Effect of gene polymorphisms and ethanol consumption on micronucleus frequency in human reticulocytes: a preliminary study

Environmental Health and Preventive Medicine201015:126

Received: 22 October 2009

Accepted: 30 November 2009

Published: 20 January 2010



Results from previous studies suggest that alcohol consumption can be genotoxic on peripheral lymphocytes. The aim of our study was to examine the association of alcohol consumption and its genotoxic effect on hematopoietic stem cells in vivo.


We investigated 156 healthy Japanese males in a cross-sectional study. Lifestyles, including alcohol drinking behavior and cigarette smoking status, were investigated by means of a self-completed questionnaire. Polymorphisms of ADH1B and ALDH2 were identified by PCR–restriction fragment length polymorphism (RFLP) analysis. The presence of micronuclei in transferrin-positive reticulocytes (MN-RET) was detected with a single-laser flow cytometer. Associations between the genetic polymorphisms, lifestyle factors, and MN-RET frequency were statistically analyzed.


We found a significant difference in the mean frequencies of MN-RET between habitual drinkers and non-habitual drinkers (P = 0.043), and between the ALDH2*1/*1 and ALDH2*2/*2 genotype (P = 0.015). The ADH1B*2 and ALDH2*2 haplotype was estimated to have a significantly higher influence on MN-RET frequency than the ADH1B*2 and ALDH2*1 haplotype (P = 0.00035), and the frequency of alcohol consumption played a significant role in MN-RET frequency on the background of the ADH1B*2 and ALDH2*1 haplotype (P = 0.012).


The results of our study suggest a possible association between the ADH1B and ALDH2 polymorphism and the genotoxic effects of alcohol drinking on hematopoietic stem cells.


ADH1B ALDH2 EthanolMicronucleiReticulocyte


Chromosome alterations, such as chromosomal aberrations (CAs), sister chromatid exchanges (SCEs), and micronuclei (MN), which are directly visible as changes in chromosome structure, have been used as biomarkers for studying individuals exposed to known or potential genetic agents [1]. Among these biomarkers, MN appear to be the most suitable for epidemiological studies because it is simple and can reflect changes due to early-stage carcinogenesis. MN originate from chromosome fragments or whole chromosomes that are not included in the main daughter nuclei during nuclear division, and it has been suggested that MN plays an as yet unknown but important role in the occurrence of genetic instability and cancer [2].

The frequency of MN can also be measured in human reticulocytes as a means to evaluate cytogenetic damage to hematopoietic stem cells resulting from chemo- or radiotherapy or unhealthy lifestyle factors [35]. To date, these human reticulocyte studies have primarily used bone marrow aspirate or peripheral blood from splenectomized subjects (because human spleen can remove reticulocytes from the blood stream in 1 day, leaving only about 1% in the red blood cells).
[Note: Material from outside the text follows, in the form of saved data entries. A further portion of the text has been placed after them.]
PR #1247, opened 2017-10-04
buffer large GPX downloads in file; use built-in Zip; fixes #1006

following5:
After deploying this change, everything should be like before.

To fix issue #1006, you then must add two settings. The first one goes into the Apache config:

```
<FilesMatch "\.gpx$">
    ForceType application/gpx+xml
    Header set Content-Disposition attachment
</FilesMatch>
```

If you have separate config files for http and https, you may need to add it twice. Then restart the webserver (e.g. `systemctl restart httpd.service`) and add this to lib/settings.inc.php:

`$config['downloadMemorylimit'] = 1024 * 1024 * 8;`

This will buffer all GPX data larger than 8 MB in a file, and then redirect to this file. (You may chose some other limit than 8 MB).

PR #1252, opened 2017-10-05
buffer large GPX downloads in file; use built-in Zip; fixes #1006

### LINKED ISSUE #1006: Gpx export memory issue
from oc.pl forum:
> Post autor: Kipcior » poniedziałek, 8 maja 2017, 08:47
> Żeby nie zakładać nowego tematu. Dzisiaj mam problem z eksportem wyników wyszukiwania do gpx. Jak zawsze wybrałem kryteria: Polska, wielkopolskie, reszta bez wykluczeń. Wyrzuciło mi liste ponad 3800 skrzynek. Po kliknięciu eksport do gpx wszystkich wyników wyszukiwania mieliło mieliło by po jakims czasie pokazac info:
> Firefox nie może odnaleźć pliku https://opencaching.pl/ocplgpx9909973.g ... =max&zip=1.
> Próbowałem kilka razy, zmieniając kryteria. Zawsze ten sam rezultat.

error example in log: 
[Mon May 08 09:38:35.706903 2017] [:error] [pid 28018] [client 81.15.211.114:5293] PHP Fatal error:  Allowed memory size of 134217728 bytes exhausted (tried to allocate 100708352 bytes) in /srv/ocpl/lib/search.gpxgc.inc.php on line 565, referer: https://opencaching.pl/search.php?searchto=searchbyname&showresult=1&expert=0&output=HTML&sort=bydistance&f_inactive=0&f_ignored=0&f_userfound=0&f_userowner=0&f_watched=0&f_geokret=0&country=PL&region=PL41&cachetype=1111111110&cache_attribs=&cache_attribs_not=&cachesize_1=1&cachesize_2=1&cachesize_3=1&cachesize_4=1&cachesize_5=1&cachesize_6=1&cachesize_7=1&cachesize_8=%7Bcachesize_8%7D&cachevote_1=-3&cachevote_2=3.000&cachenovote=1&cachedifficulty_1=1&cachedifficulty_2=5&cacheterrain_1=1&cacheterrain_2=5&cacherating=0&cachename=%25&gpxLogLimit=100&cachename=

following5:
(followup to #1247)

After deploying this change, everything should be as before. To fix issue #1006, you then must add this configuration setting:

`$config['downloadMemorylimit'] = 1024 * 1024 * 8;`

This will buffer all GPX data larger than 8 MB in a file, and then redirect to this file. (You may chose some other limit than 8 MB).

By default, those temporary GPX files will be located in a "gpx" subdirectory below the image upload directory. You _may_ move this gpx directory to somewhere else by adding the two settings

* `$config['downloadPath']`
* `$config['downloadUrl']`

See settingsDefault.inc.php and settings-examples.inc.php for more instructions on that.

I have also rewritten the Zipping, which currently is disabled because it was too slow for large downloads. It may worth to give it a new try (later).

### DIFF
--- a/lib/search.gpxgc.inc.php
+++ b/lib/search.gpxgc.inc.php
@@ -1,16 +1,30 @@
 <?php
 
-ob_start();
-
 use Utils\Database\XDb;
 use Utils\Database\OcDb;
 use lib\Objects\GeoCache\GeoCacheCommons;
+
 global $content, $bUseZip, $usr, $hide_coords, $dbcSearch, $queryFilter;
 
 require_once($rootpath . 'lib/format.gpx.inc.php');
 require_once($rootpath . 'lib/calculation.inc.php');
 
 set_time_limit(1800);
+
+// cleanup old temporary files
+
+$downloadPath = $picdir . '/';
+if (is_dir($downloadPath . 'gpx')) {
+    $olddirs = glob($downloadPath . 'gpx/*', GLOB_ONLYDIR);
+    foreach ($olddirs as $dir) {
+        if (substr($dir, 0, 1) != '.') {
+            $stat = stat($dir);
+            if (time() - $stat['atime'] > 60*3) {   // delete after 30  minutes
+               exec('rm -rf ' . $dir);
+            }
+        }
+    }
+}
 
 function getPictures($cacheid, $picturescount)
 {
@@ -197,11 +211,10 @@ if ($usr || ! $hide_coords) {
 
     // Implementation ready, but do not use ZIP for now.
     $bUseZip = false;
-    if ($bUseZip == true) {
-        $content = '';
-        require_once ($rootpath . 'lib/phpzip/ss_zip.class.php');
-        $phpzip = new ss_zip('', 6);
-    }
+
+    $outfile = false;
+    $dirCreated = false;
+    $downloadMemoryLimit = ($config['downloadMemorylimit'] > 0 ? $config['downloadMemorylimit'] : PHP_INT_MAX);
 
     $children = '';
     $time = date($gpxTimeFormat, time());
@@ -217,8 +230,7 @@ if ($usr || ! $hide_coords) {
             $children = "(HasChildren)";
         }
     }
-    $gpxHead = str_replace('{wpchildren}', $children, $gpxHead);
-    echo $gpxHead;
+    $gpxData = str_replace('{wpchildren}', $children, $gpxHead);
 
     $stmt = XDb::xSql(
         'SELECT `gpxcontent`.`cache_id` `cacheid`, `gpxcontent`.`longitude` `longitude`,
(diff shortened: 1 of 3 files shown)


kojoty:
@following5, the same here - can we merge this PR? 
is it necessary to create "download" ($config['downloadPath']) dir manually? I mean if it needs any action from the server admin or it rather should work well as-is?

following5:
It is ready to merge. 

The download directory will be created automatically with the first download that is larger than the `downloadMemorylimit` setting.

The `downloadPath` / `downloadUrl` settings work like `$picdir` and `$picurl`, so they should look similar.

Please let me know when you have configured `downloadMemorylimit`, so that I can test that!

kojoty:
@deg-pl, can you set in OCPL config `downloadMemorylimit` mentioned by following5? Thanks.

deg-pl:
This is not good solution.
I've added downloadMemorylimit and tried to export big (28765 caches) GPX. Server stoped to respond for many minutes. After over 10 minutes I restarted apache. There was no error in error.log.

andrixnet:
What loadavg and what memory usage?

deg-pl:
LA was 1.3, memory - I don't remember, and I don't want to repeat test ;)

following5:
See https://github.com/opencaching/opencaching-pl/issues/1006#issuecomment-335944227. The server was NOT blocked.

following5:
... and the load was not changed by this commit.

deg-pl:
@following5 Ok, ok. You are doing great work! We should only prevent server for processing data for such long time. Maybe your cache limit is solution? Maybe limit should be even lower?

following5:
Have there been any problems with this long processing time? 30 minutes are explicitly allowed in search.gpxgc.php. This was implemeted [here](https://github.com/opencaching/opencaching-pl/commit/2227302c5c4cd2b148941e47da4deeb4416bd9b3#diff-2775af53c16b7a4cacb07eef8f354447), eight years ago.

deg-pl:
I think it has no sense with 30 minut max processing time. Nobody will wait so long.
@kojoty @andrixnet @harrieklomp What do you think about? What is good max processing time in your opinion?

following5:
I think it's much better to limit the number of caches than the processing time. The user then can relie that the request is fulfilled.

The processing speed is roughly 1000 caches per minute at Opencaching.pl. So if you say: It should normally not take longer than 5 minutes until the download starts, then the limit should be 5000 caches.

andrixnet:
There are several more considerations about this. 
The above assumptions are for a single user doing such an export at a time. 
Of course, if any other user happens to request another export while the first user's request is still being processed,
1. the server will overload on CPU and possibly RAM usage, 
2. processing time will increase accordingly, that is twofold or more. 

Furthermore: IMO 1 minute is already a **very very** long time to wait for a download to ... start, let alone 5 minutes. While it is the simplest technical solution by far, it fails by server overload or meeting reasonable user interraction expectations. 

---------------------------------------
Consequently I propose a slightly different approach, though technically more complex to implement, it can address all of the above in a much more efficient and elegant (towards the user) manner: 

A GPX export is basically a query on caches table with X caches as result (possibly further filtering with attributes), then a wider join with attributes, logs and waypoints. From MySQL point of view, such a query, even with several thousands of results, should return fairly quickly.

1. run the search query with count(*) to obtain the total number of results (caches) to process
2. take the total number of results and use it to:
2.1. split it into sections of Y caches to process at a time (this will prevent RAM usage overload)
2.2. have the ability to display a progress bar (percentage) of processed vs. total
3. after initiating download and obtaining total number of results, bring user to a page (or show an overlay) to inform the user about the GPX download progress
4. use AJAX to interract with the server to update the progress bar
5. reduce CPU priority (adjust niceness) of GPX export code section (allow more concurrent downloads)
6. deliver each section of GPX data over the network, once processed, to avoid RAM overload (buffering)
7. display a completion confirmation after all export has been processed.

These steps will offer the user a comprehensive interface that will avoid any frustration or abandonment due to perceived server lack of reponse, will inform the user about the progress of the operation, will allow more users to concurrently perform GPX exports, will prevent excessive CPU and RAM usage that might otherwise affect other user's access to the website and overall better end-user experience.

This works for both plain text export and zipped data. 
Of course, it can be extended into a common export interface from end-user point of view for all formats (OCPL generated at least)

andrixnet:
I just realized this is a PR, after I finished writing. 
Put my proposal in #1273.

Regarding the suggested limit in this PR: 5 minutes to be an absolute maximum, though I strongly suggest 1minute. (30 or 60 seconds is the connection timeout that a user might be reasonable expected to wait without too much frustration)

following5:
> IMO 1 minute is already a very very long time to wait for a download to ... start, let alone 5 minutes. While it is the simplest technical solution by far, it fails by server overload or meeting reasonable user interraction expectations.

Well... it has been eight years this way, and did anyone complain about download time or server load? ;-)

Of course it could be done better. But who will implement that?

deg-pl:
I think nobody will wait longer than 2-3 minutes. Maybe 5 minutes with progress bar.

Abramsson-Zetterberg et al. [6] described a method for measuring MN in enriched transferrin-positive reticulocytes (trf-ret). They found that MN frequency in reticulocytes approximated those observed in bone marrow in mice and suggested that scoring young trf-ret for MN is a good substitute for the method using inaccessible bone marrow [7].
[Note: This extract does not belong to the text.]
PR #1256, opened 2017-10-08
translated German source code comments to English

following5:


kojoty:
@following5, thanks for that :)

Several enzymes are involved in the metabolic transformation of ethanol. In the major pathway, alcohol dehydrogenase (ADH) metabolizes most ethanol in the cytoplasm of the liver cells, and the intermediary metabolite, acetaldehyde, is subsequently oxidized to acetate predominantly by aldehyde dehydrogenase-2 (ALDH2), which is mainly located in hepatic mitochondria [8, 9].

A single nucleotide polymorphism (SNP) in ADH1B is rs1229984, which changes an arginine to a histidine at residue 47. This change enhances the alcohol-oxidizing activity of ADH1B, with the homodimers of the mutant allele ADH1B*2 (resulting from 47Arg → His in exon 3) showing an approximately 40-fold higher alcohol-oxidizing activity than the heterodimers ADH1B*1/*2 and an approximately 100-fold higher activity than the ADH1B*1 homodimers [10, 11]. The ADH1B*2 allele is common in Asian populations (the frequency ranges from 10 to 90%), but less common in African or European populations (15 or 10%, respectively) [12, 13]. ADH1B*1/*1 is genetically recessive to the mutant.
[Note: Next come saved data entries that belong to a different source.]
Issue #531, opened 2016-04-16
GPX/other formats export _own_ unpublished caches


andrixnet:
This is a feature request of the GPX / other formats export module.

As owner of a cache that it is not yet published, but it's state is "to be published on [date]", I desire to export GPX with this cache (from cache page). Furthermore, I desire to add this (and other caches in the same situation) to clipboard. From the clipboard I can print them, but currently I cannot export them. 
As owner, I need all these caches exported to GPX as well. This refers to my own caches, of course.

Currently only published caches are exported.

deg-pl:
I think now is OK!
Owner CAN export his own unpublished cache via viewcache -> Download as file -> GPX

harrieklomp:
I think it is not okay yet ;-)
The downloaded GPX has only the site info. Please look at the screenshot.
![selectie_162](https://cloud.githubusercontent.com/assets/1060518/14600792/d3e92310-055e-11e6-800d-3044bef49865.png)

deg-pl:
Now I understand ;)

andrixnet:
Individually, but how about using the clipboard?

andrixnet:
@deg-pl @kojoty @mzylowski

The ALDH2 polymorphism results from the substitution of a glutamate for a lysine at residue 487. The alleles that encode the active and inactive subunits are ALDH2*1 and ALDH2*2, respectively. Individuals with the ALDH2*1/*2 heterozygote have been estimated to have approximately 6% of the enzymatic activity of those with the wild-type ALDH2, while those with the ALDH2*2/*2 genotype have been estimated to have lost almost all of their ALDH2 activity. Thus, both the ALDH2*1/*2 heterozygote and ALDH2*2/*2 homozygote are usually characterized as an ALDH2-deficient phenotype [14]. Apparently, the active ALDH2 allele is recessive to the mutant. Frequency of ALDH2*2 mutant allele in Asia is reportedly is about 40%, whereas less than 5% among both European and African populations [12].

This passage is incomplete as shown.